━━━━━ DATA EXTRACT ━━━━━

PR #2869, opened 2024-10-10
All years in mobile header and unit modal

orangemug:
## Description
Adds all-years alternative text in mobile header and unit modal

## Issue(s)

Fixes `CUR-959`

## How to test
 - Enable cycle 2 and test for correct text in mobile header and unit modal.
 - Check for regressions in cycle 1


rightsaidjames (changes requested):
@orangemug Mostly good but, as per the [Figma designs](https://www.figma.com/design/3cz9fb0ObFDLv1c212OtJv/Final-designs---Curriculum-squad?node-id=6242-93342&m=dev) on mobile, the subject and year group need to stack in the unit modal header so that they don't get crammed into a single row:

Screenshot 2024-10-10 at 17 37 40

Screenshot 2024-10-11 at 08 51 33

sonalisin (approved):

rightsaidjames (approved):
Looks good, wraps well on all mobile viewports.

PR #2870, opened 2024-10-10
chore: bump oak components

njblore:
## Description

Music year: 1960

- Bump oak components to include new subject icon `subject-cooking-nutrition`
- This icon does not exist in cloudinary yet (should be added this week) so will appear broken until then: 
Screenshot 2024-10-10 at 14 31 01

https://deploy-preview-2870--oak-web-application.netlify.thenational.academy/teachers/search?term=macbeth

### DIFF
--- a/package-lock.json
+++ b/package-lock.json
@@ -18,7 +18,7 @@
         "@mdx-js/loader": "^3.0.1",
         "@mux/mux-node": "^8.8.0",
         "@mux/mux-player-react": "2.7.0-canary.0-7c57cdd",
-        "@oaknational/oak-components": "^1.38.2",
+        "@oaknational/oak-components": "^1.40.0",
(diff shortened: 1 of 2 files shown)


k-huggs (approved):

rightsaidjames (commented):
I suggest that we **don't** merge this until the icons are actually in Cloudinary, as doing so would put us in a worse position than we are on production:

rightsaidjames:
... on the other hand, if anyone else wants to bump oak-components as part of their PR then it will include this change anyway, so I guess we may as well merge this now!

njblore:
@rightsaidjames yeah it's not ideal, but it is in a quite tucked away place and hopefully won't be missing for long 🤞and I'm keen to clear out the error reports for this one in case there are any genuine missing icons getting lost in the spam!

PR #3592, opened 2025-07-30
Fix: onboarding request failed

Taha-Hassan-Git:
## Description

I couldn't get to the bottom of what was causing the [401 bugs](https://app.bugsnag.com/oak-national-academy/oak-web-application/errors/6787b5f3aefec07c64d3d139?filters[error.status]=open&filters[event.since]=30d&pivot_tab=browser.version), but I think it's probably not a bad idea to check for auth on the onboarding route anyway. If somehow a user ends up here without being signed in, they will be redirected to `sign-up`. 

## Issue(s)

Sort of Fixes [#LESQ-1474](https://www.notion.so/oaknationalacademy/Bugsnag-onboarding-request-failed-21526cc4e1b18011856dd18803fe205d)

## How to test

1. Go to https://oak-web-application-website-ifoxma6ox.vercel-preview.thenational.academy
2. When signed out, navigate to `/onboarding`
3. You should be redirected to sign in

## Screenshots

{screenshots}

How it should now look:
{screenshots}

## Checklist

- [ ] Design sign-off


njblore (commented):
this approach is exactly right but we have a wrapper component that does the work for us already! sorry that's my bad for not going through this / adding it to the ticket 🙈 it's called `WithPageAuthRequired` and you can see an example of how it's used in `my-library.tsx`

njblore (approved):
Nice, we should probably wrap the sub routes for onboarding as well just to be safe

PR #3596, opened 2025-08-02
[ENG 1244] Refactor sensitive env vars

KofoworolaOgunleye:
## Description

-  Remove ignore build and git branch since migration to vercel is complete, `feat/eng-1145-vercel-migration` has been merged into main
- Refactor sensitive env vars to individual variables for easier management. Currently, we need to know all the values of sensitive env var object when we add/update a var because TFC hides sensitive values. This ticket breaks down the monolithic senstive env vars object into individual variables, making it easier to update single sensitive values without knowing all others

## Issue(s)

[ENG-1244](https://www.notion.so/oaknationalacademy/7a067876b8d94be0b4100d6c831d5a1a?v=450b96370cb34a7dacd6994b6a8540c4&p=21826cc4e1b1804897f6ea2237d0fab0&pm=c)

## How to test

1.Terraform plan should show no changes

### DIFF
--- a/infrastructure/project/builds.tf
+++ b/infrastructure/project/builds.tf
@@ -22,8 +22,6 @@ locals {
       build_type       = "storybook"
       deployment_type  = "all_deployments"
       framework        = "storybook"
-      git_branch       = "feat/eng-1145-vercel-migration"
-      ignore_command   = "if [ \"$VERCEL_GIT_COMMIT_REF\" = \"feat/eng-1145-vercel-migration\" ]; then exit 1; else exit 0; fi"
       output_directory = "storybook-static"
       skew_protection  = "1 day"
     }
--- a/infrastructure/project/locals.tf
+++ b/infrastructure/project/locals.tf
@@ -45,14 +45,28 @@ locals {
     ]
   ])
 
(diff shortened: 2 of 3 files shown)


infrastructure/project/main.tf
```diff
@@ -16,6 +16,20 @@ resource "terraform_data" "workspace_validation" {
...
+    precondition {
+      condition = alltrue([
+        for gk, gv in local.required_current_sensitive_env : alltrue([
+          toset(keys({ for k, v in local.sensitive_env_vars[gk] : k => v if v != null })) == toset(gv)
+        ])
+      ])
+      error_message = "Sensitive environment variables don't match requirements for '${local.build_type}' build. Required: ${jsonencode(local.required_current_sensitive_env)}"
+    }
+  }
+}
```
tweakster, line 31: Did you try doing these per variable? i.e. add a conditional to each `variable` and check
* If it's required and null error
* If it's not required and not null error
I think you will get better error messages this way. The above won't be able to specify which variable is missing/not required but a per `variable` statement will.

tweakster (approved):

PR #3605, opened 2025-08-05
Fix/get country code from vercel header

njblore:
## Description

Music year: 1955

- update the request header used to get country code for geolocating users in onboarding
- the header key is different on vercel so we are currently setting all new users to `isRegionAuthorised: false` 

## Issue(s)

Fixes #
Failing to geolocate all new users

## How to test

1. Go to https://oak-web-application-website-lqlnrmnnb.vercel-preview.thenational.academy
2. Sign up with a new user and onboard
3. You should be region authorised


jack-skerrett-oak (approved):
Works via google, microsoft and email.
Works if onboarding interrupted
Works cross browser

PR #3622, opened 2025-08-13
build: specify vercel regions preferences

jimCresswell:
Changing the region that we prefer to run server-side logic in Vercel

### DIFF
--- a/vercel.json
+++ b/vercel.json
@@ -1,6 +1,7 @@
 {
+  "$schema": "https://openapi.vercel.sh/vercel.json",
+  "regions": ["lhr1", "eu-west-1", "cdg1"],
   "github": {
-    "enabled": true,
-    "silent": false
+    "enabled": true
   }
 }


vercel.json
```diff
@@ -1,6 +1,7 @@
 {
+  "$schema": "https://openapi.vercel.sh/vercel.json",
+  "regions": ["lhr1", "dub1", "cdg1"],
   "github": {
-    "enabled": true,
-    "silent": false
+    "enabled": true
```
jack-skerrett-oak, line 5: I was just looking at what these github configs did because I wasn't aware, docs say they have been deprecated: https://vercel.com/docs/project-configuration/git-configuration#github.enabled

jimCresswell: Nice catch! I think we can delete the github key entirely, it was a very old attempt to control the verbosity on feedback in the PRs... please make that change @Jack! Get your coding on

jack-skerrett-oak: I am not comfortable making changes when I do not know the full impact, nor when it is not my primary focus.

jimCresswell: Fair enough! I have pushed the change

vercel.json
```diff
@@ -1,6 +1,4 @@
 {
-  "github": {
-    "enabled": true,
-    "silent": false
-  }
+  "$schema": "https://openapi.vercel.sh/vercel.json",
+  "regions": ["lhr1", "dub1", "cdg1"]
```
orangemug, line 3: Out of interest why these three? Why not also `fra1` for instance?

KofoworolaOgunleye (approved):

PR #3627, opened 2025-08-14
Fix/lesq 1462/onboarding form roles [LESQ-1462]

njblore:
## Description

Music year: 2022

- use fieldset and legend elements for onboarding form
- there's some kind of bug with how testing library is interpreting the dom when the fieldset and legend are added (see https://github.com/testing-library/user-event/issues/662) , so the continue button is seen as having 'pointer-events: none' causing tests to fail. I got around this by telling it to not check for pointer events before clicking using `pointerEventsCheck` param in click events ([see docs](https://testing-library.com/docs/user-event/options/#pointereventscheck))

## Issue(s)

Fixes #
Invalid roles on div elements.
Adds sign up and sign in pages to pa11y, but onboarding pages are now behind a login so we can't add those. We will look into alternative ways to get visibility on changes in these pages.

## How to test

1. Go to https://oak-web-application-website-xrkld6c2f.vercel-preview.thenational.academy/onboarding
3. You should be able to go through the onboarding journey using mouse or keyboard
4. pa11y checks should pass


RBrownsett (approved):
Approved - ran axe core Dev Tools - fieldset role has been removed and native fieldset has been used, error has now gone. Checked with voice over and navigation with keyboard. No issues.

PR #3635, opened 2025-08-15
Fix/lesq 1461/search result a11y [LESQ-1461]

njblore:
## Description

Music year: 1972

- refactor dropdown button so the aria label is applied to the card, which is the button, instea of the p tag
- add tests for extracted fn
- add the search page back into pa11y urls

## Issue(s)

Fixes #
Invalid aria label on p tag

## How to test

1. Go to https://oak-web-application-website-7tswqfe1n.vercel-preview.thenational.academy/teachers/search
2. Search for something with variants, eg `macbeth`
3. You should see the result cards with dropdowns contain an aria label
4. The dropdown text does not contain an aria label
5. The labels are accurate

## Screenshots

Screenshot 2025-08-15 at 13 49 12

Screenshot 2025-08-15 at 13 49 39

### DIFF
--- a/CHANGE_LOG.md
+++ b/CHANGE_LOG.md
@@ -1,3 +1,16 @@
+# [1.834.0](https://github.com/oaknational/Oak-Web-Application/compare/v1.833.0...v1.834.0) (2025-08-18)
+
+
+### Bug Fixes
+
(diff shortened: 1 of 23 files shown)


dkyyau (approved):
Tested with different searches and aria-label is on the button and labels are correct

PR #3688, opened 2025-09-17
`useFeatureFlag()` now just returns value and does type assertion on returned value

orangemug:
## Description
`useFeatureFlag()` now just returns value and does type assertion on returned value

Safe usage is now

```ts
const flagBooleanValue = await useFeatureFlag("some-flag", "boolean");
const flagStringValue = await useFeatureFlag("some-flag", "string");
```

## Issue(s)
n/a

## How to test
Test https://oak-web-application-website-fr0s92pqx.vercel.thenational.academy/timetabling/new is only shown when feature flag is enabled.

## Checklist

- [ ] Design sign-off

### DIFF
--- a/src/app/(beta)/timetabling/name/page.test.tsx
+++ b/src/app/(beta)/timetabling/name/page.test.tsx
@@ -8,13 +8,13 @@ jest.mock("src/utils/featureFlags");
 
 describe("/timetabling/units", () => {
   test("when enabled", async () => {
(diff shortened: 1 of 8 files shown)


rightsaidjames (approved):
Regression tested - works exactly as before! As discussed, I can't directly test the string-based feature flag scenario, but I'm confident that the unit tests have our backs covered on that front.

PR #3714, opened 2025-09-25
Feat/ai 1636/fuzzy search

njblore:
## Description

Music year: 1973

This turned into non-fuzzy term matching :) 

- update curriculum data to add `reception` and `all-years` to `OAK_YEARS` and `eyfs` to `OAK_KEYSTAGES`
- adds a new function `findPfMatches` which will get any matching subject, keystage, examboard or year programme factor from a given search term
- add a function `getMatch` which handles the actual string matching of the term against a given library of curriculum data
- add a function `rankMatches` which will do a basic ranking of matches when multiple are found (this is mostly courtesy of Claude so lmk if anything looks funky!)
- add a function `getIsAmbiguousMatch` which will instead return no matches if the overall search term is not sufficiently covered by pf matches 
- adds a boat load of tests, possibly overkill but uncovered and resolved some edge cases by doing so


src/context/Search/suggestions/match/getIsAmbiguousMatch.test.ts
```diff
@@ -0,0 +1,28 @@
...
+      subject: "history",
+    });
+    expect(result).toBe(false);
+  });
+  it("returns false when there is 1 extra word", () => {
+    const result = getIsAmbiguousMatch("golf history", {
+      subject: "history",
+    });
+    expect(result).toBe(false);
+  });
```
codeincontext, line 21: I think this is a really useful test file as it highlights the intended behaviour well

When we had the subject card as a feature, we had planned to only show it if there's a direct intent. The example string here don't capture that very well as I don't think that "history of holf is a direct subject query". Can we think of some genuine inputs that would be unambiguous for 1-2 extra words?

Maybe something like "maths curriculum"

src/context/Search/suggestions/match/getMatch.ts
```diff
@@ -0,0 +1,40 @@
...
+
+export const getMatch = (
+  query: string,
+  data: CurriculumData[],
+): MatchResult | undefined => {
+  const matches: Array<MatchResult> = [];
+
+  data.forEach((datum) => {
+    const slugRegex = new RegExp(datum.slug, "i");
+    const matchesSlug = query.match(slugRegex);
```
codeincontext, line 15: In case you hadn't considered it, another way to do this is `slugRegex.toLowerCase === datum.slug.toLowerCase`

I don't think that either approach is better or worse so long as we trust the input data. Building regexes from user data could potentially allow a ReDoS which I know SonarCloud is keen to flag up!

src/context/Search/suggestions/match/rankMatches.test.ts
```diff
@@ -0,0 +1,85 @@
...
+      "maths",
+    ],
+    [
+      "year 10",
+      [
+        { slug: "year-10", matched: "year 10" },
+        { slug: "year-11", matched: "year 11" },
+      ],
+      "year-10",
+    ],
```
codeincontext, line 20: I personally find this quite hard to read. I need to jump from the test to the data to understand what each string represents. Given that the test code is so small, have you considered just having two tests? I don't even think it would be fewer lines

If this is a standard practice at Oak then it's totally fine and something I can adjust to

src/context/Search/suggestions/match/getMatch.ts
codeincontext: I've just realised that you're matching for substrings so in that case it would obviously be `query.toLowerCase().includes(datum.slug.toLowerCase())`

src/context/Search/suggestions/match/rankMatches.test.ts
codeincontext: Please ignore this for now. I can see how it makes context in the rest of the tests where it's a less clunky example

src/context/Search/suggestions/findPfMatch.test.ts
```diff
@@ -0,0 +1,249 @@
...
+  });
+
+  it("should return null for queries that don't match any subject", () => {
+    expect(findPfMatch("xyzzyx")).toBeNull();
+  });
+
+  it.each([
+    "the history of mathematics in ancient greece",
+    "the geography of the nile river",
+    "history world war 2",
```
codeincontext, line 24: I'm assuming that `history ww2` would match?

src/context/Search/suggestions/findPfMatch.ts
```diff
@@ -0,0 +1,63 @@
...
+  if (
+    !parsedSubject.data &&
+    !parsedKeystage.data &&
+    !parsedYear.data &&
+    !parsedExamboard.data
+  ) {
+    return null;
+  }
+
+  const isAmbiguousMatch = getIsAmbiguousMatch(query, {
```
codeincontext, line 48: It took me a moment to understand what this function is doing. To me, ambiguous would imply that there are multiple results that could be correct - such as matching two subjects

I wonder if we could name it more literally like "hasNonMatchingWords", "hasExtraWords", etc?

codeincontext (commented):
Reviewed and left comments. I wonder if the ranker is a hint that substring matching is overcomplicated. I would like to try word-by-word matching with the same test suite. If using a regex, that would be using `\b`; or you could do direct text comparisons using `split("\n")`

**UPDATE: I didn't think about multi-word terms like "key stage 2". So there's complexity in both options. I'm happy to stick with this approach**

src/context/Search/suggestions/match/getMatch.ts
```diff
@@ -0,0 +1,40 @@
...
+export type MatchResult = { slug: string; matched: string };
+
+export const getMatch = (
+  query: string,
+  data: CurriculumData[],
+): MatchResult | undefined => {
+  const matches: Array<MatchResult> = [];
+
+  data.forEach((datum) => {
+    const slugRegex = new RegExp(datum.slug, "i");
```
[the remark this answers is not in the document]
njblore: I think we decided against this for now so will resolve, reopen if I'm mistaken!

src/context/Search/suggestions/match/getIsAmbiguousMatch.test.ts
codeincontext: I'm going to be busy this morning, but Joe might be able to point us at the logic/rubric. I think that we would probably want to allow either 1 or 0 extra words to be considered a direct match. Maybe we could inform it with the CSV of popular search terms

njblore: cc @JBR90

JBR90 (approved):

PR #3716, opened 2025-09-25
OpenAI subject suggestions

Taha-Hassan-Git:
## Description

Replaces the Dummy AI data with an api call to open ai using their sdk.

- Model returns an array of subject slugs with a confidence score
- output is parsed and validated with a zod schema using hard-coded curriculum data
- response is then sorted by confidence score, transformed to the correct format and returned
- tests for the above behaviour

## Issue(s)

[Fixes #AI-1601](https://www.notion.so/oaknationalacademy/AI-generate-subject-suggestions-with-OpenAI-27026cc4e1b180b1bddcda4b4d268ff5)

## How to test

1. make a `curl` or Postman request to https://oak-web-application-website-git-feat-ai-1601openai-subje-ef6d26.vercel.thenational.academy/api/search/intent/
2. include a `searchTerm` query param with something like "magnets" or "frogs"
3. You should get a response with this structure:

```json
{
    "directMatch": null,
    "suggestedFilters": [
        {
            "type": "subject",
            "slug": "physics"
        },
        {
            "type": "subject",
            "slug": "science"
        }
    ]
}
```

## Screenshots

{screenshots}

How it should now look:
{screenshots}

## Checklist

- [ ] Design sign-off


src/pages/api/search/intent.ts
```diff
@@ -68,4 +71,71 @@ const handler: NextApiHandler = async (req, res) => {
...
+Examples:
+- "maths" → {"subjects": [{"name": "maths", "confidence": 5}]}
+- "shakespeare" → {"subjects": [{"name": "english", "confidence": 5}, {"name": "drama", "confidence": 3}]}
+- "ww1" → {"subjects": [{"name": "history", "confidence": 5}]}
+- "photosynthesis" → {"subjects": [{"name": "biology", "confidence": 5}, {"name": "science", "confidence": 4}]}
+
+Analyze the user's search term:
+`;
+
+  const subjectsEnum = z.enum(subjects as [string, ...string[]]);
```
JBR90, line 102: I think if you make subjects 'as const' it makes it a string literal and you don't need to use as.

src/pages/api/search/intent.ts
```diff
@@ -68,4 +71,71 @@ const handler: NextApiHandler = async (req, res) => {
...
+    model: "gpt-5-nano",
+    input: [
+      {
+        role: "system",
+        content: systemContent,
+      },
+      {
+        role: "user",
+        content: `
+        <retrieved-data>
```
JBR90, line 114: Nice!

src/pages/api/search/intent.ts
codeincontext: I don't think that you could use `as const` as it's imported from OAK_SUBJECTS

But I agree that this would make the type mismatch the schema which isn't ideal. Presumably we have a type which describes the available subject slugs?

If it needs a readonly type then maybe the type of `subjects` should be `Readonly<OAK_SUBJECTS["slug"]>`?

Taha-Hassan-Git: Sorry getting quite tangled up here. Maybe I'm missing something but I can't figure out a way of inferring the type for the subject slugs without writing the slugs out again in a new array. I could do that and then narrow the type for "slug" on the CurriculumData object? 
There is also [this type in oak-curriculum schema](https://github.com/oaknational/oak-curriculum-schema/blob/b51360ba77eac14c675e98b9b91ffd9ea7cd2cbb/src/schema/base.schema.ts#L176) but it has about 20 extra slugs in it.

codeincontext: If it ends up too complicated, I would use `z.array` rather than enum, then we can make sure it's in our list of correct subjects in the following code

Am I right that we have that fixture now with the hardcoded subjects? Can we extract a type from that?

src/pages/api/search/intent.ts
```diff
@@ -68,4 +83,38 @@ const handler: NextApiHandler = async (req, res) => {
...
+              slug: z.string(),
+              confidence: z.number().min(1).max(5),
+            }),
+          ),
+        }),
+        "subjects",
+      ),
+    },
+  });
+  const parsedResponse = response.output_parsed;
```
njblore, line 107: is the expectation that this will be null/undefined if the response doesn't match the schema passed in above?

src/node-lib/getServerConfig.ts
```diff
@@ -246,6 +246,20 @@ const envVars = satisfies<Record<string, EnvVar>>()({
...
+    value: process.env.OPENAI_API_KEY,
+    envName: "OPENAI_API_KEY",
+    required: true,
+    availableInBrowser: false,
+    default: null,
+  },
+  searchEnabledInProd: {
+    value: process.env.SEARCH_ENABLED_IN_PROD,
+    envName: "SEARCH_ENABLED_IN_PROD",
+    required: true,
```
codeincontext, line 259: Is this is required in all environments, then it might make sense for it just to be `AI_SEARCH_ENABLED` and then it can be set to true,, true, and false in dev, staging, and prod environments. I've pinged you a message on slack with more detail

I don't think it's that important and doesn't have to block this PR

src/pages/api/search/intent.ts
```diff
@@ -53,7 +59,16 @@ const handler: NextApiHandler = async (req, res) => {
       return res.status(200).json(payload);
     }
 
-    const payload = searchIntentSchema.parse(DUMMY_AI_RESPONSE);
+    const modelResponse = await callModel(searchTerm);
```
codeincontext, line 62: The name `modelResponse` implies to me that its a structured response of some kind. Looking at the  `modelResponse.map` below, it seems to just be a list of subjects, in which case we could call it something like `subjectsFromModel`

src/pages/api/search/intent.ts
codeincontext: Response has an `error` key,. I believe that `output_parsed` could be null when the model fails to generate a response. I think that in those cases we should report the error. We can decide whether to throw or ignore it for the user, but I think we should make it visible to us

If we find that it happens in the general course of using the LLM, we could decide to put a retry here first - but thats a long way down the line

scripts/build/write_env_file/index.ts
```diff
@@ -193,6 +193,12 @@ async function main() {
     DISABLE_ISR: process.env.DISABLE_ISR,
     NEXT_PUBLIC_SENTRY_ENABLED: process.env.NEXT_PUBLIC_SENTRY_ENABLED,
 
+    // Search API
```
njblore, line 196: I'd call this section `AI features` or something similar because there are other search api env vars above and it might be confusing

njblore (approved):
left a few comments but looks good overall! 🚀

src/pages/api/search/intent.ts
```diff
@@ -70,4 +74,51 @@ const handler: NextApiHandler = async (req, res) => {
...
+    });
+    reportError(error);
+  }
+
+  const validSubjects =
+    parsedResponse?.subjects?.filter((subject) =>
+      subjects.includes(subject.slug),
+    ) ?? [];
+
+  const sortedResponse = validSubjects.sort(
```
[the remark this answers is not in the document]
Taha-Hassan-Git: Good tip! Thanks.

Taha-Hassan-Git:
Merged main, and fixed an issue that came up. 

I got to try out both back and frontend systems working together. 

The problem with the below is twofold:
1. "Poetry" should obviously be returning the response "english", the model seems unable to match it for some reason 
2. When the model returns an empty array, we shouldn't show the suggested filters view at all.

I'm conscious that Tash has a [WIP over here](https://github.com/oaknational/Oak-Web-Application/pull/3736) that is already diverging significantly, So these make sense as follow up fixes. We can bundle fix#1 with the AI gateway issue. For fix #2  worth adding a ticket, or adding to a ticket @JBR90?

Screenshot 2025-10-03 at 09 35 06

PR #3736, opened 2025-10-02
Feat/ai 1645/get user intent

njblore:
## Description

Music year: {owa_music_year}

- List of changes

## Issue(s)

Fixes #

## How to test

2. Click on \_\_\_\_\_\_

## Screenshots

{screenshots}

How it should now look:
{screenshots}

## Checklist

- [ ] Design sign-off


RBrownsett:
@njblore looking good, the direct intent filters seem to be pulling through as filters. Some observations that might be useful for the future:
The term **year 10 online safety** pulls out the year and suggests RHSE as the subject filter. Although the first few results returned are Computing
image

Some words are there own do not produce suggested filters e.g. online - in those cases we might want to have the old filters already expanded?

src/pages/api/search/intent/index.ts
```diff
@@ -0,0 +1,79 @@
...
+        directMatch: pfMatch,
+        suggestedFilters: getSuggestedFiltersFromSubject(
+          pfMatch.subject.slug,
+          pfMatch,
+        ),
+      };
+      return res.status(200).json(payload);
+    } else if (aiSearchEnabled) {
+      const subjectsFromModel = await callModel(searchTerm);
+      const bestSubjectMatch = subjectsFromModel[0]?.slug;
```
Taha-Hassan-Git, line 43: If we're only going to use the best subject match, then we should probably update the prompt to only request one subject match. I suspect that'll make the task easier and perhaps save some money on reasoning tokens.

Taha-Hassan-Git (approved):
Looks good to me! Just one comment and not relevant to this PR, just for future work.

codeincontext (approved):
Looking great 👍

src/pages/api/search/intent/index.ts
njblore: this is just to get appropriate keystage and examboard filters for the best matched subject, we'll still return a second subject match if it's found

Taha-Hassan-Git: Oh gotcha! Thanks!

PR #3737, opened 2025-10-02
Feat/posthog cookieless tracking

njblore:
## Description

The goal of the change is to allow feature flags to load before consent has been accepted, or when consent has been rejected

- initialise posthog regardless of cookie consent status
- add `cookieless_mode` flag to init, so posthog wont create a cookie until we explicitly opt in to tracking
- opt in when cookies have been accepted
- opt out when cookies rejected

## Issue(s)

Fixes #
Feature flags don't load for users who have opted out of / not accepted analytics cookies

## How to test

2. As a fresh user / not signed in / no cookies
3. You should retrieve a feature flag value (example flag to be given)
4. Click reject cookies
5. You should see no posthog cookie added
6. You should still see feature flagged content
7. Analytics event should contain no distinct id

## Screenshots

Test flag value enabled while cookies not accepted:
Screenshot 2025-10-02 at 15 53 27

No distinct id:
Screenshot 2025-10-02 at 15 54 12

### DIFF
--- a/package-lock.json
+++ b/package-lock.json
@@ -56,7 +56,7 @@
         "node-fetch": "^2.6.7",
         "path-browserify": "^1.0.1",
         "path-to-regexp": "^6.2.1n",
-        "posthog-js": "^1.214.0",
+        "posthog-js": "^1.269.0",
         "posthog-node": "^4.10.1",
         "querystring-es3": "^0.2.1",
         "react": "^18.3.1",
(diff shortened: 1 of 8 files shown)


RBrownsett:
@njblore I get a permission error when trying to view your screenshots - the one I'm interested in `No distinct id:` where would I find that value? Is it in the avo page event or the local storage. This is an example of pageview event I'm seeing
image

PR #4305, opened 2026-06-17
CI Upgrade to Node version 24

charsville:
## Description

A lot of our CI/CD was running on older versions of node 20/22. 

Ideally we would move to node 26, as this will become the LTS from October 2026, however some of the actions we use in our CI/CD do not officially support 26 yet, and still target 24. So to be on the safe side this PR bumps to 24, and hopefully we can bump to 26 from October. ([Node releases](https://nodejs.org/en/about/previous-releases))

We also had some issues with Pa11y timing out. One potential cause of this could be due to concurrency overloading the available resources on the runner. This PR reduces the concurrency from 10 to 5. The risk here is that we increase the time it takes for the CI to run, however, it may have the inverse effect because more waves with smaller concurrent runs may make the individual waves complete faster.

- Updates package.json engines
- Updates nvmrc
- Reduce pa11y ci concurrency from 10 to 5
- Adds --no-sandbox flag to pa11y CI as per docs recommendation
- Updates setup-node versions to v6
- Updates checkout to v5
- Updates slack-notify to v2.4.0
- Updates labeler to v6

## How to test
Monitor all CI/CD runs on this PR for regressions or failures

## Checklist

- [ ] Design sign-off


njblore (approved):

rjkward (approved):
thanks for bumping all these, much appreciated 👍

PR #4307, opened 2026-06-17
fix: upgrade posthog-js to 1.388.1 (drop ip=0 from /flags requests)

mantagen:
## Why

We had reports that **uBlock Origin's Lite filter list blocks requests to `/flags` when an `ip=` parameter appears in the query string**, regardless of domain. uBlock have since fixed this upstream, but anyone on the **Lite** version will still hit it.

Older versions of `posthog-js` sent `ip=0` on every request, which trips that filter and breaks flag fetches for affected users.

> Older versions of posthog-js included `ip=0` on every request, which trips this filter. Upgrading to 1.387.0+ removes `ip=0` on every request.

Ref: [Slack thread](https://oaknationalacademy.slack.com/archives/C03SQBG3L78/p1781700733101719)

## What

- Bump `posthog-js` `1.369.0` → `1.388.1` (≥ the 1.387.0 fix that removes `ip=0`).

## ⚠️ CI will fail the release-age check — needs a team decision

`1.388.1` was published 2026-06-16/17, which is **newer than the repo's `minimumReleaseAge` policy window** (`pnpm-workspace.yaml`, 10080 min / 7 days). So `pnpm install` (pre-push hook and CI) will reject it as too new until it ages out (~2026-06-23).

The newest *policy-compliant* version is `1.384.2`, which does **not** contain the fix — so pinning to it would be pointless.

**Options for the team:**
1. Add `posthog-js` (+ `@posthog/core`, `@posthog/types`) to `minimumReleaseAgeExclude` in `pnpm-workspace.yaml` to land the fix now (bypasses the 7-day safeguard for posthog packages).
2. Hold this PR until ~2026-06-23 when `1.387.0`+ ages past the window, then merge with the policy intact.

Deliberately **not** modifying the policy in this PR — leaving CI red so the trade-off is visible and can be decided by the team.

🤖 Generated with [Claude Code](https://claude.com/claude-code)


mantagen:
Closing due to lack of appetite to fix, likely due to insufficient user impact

━━━━━

Lines containing the word "files" are to be counted in the listing; state their number alone.

■ **RESULT FOR THIS EXERCISE**
5